_Available records:_
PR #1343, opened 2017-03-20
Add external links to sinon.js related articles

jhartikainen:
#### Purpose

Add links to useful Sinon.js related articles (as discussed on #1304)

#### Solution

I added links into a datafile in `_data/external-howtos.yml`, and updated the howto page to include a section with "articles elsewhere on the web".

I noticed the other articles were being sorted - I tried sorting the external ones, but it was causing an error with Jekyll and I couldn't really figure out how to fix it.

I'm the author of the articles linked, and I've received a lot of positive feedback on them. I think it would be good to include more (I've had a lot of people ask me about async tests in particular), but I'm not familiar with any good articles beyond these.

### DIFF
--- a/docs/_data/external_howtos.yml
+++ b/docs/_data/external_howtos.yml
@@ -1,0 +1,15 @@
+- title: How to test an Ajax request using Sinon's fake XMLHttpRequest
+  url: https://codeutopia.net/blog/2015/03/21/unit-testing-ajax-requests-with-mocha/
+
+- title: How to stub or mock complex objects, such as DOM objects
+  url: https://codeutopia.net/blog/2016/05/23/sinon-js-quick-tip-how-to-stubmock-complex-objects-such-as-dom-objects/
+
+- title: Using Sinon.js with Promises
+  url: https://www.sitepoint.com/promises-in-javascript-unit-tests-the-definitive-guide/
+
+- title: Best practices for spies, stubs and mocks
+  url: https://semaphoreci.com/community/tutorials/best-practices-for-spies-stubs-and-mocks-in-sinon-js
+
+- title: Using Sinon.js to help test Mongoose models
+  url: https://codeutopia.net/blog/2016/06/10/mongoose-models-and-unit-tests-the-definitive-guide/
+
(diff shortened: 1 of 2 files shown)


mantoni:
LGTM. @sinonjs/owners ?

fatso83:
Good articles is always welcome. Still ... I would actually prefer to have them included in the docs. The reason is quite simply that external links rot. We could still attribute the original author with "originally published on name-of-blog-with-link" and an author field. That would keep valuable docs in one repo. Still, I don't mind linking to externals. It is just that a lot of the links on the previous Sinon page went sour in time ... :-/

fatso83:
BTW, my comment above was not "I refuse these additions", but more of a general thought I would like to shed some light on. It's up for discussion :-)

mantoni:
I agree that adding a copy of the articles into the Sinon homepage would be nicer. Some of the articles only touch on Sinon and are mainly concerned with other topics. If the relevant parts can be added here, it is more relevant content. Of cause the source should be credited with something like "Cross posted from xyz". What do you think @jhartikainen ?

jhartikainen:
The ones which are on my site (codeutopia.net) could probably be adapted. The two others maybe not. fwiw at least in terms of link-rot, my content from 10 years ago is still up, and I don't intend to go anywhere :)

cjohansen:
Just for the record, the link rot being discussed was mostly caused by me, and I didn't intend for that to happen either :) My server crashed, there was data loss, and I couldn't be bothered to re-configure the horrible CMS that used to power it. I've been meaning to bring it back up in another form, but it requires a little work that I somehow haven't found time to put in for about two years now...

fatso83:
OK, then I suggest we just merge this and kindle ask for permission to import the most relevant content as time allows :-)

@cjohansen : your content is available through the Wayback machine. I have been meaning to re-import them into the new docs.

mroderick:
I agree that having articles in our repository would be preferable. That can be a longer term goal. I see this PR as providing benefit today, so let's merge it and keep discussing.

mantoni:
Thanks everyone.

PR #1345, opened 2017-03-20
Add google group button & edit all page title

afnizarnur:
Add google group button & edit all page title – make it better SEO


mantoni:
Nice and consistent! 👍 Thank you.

_Activity:_
Return the records above verbatim, in their entirety.

_Result of this exercise:_
PR #1343, opened 2017-03-20
Add external links to sinon.js related articles

jhartikainen:
#### Purpose

Add links to useful Sinon.js related articles (as discussed on #1304)

#### Solution

I added links into a datafile in `_data/external-howtos.yml`, and updated the howto page to include a section with "articles elsewhere on the web".

I noticed the other articles were being sorted - I tried sorting the external ones, but it was causing an error with Jekyll and I couldn't really figure out how to fix it.

I'm the author of the articles linked, and I've received a lot of positive feedback on them. I think it would be good to include more (I've had a lot of people ask me about async tests in particular), but I'm not familiar with any good articles beyond these.

### DIFF
--- a/docs/_data/external_howtos.yml
+++ b/docs/_data/external_howtos.yml
@@ -1,0 +1,15 @@
+- title: How to test an Ajax request using Sinon's fake XMLHttpRequest
+  url: https://codeutopia.net/blog/2015/03/21/unit-testing-ajax-requests-with-mocha/
+
+- title: How to stub or mock complex objects, such as DOM objects
+  url: https://codeutopia.net/blog/2016/05/23/sinon-js-quick-tip-how-to-stubmock-complex-objects-such-as-dom-objects/
+
+- title: Using Sinon.js with Promises
+  url: https://www.sitepoint.com/promises-in-javascript-unit-tests-the-definitive-guide/
+
+- title: Best practices for spies, stubs and mocks
+  url: https://semaphoreci.com/community/tutorials/best-practices-for-spies-stubs-and-mocks-in-sinon-js
+
+- title: Using Sinon.js to help test Mongoose models
+  url: https://codeutopia.net/blog/2016/06/10/mongoose-models-and-unit-tests-the-definitive-guide/
+
(diff shortened: 1 of 2 files shown)


mantoni:
LGTM. @sinonjs/owners ?

fatso83:
Good articles is always welcome. Still ... I would actually prefer to have them included in the docs. The reason is quite simply that external links rot. We could still attribute the original author with "originally published on name-of-blog-with-link" and an author field. That would keep valuable docs in one repo. Still, I don't mind linking to externals. It is just that a lot of the links on the previous Sinon page went sour in time ... :-/

fatso83:
BTW, my comment above was not "I refuse these additions", but more of a general thought I would like to shed some light on. It's up for discussion :-)

mantoni:
I agree that adding a copy of the articles into the Sinon homepage would be nicer. Some of the articles only touch on Sinon and are mainly concerned with other topics. If the relevant parts can be added here, it is more relevant content. Of cause the source should be credited with something like "Cross posted from xyz". What do you think @jhartikainen ?

jhartikainen:
The ones which are on my site (codeutopia.net) could probably be adapted. The two others maybe not. fwiw at least in terms of link-rot, my content from 10 years ago is still up, and I don't intend to go anywhere :)

cjohansen:
Just for the record, the link rot being discussed was mostly caused by me, and I didn't intend for that to happen either :) My server crashed, there was data loss, and I couldn't be bothered to re-configure the horrible CMS that used to power it. I've been meaning to bring it back up in another form, but it requires a little work that I somehow haven't found time to put in for about two years now...

fatso83:
OK, then I suggest we just merge this and kindle ask for permission to import the most relevant content as time allows :-)

@cjohansen : your content is available through the Wayback machine. I have been meaning to re-import them into the new docs.

mroderick:
I agree that having articles in our repository would be preferable. That can be a longer term goal. I see this PR as providing benefit today, so let's merge it and keep discussing.

mantoni:
Thanks everyone.

PR #1345, opened 2017-03-20
Add google group button & edit all page title

afnizarnur:
Add google group button & edit all page title – make it better SEO


mantoni:
Nice and consistent! 👍 Thank you.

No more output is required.